Analysis of our study is clearly limited by the fact that it was carried out retrospectively. Specifically, the diagnostic criteria used by the clinicians as expressed in the billing code data were not standardized, so there is potential variability in diagnostic classification. We confirmed the validity of our diagnostic coding by reviewing a subset of charts, revealing a small error rate compared to the documented clinical impression and no evidence for bias in misdiagnosis favoring either group. Any study of glaucoma faces the difficulty that diagnostic criteria are either objective or subjective. When specific imaging and field criteria are chosen, there is the possibility that expert clinicians would differ on those criteria. When subjective expert judgment is the defining rule, one must be concerned that the result is not reproducible by some other group of experts. Clinician diagnostic biases may therefore be embedded in the characteristics of the two groups in this study and only through application of the method to other databases, collected prospectively, and with a variety of diagnostic criteria, will the ultimate value of the method be demonstrated.
A related issue with the glaucoma subjects used to test the SFI is that a significant portion of them has a visual field mean deviation with a value greater than 0 (Figure 5).
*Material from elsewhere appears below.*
PR #4819, opened 2022-06-02
Improved Waveforms (highly optimized)

jonoomph:
Building off some experimental work started by @JacksonRG (https://github.com/OpenShot/openshot-qt/pull/4769). Essentially, we are optimizing the waveform generation in OpenShot, and storing the summarized **audio_data** used to draw the waveforms in the *.osp project files.

**Use Cases Improved:**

This would imply that the clinicians making the diagnosis of glaucoma were likely using optic disc or retinal nerve fiber layer examination to define the presence of glaucoma. This group of glaucoma patients with above average field sensitivity could be explained either by the fact that optic disc change can precede visual field loss or by mis-diagnosis by the examining clinician. The latter option again points out the ambiguity caused by relying on "expert" clinicians to define the presence or absence of a disease and is something the SFI might help overcome.